▶ Aim of the exercise
Below this line is a set of entries; quote exactly the lines from the line that contains "-557,7 +557,10 @@" to the line that contains "bburtin: Can we", both lines included.

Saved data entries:
BEGIN

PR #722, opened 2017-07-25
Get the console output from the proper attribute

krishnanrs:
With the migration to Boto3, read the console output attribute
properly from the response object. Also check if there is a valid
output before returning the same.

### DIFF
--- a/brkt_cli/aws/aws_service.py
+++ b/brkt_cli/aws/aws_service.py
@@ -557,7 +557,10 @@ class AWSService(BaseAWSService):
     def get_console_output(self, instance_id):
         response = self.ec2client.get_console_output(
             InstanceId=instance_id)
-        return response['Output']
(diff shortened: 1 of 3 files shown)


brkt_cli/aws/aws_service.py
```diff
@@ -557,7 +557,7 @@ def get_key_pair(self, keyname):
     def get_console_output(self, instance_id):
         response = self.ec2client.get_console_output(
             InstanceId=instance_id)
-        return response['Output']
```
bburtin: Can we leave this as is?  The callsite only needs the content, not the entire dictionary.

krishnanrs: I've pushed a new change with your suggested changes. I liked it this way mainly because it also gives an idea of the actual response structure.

END

▶ Task result
@@ -557,7 +557,10 @@ class AWSService(BaseAWSService):
     def get_console_output(self, instance_id):
         response = self.ec2client.get_console_output(
             InstanceId=instance_id)
-        return response['Output']
(diff shortened: 1 of 3 files shown)


brkt_cli/aws/aws_service.py
```diff
@@ -557,7 +557,7 @@ def get_key_pair(self, keyname):
     def get_console_output(self, instance_id):
         response = self.ec2client.get_console_output(
             InstanceId=instance_id)
-        return response['Output']
```
bburtin: Can we leave this as is?  The callsite only needs the content, not the entire dictionary.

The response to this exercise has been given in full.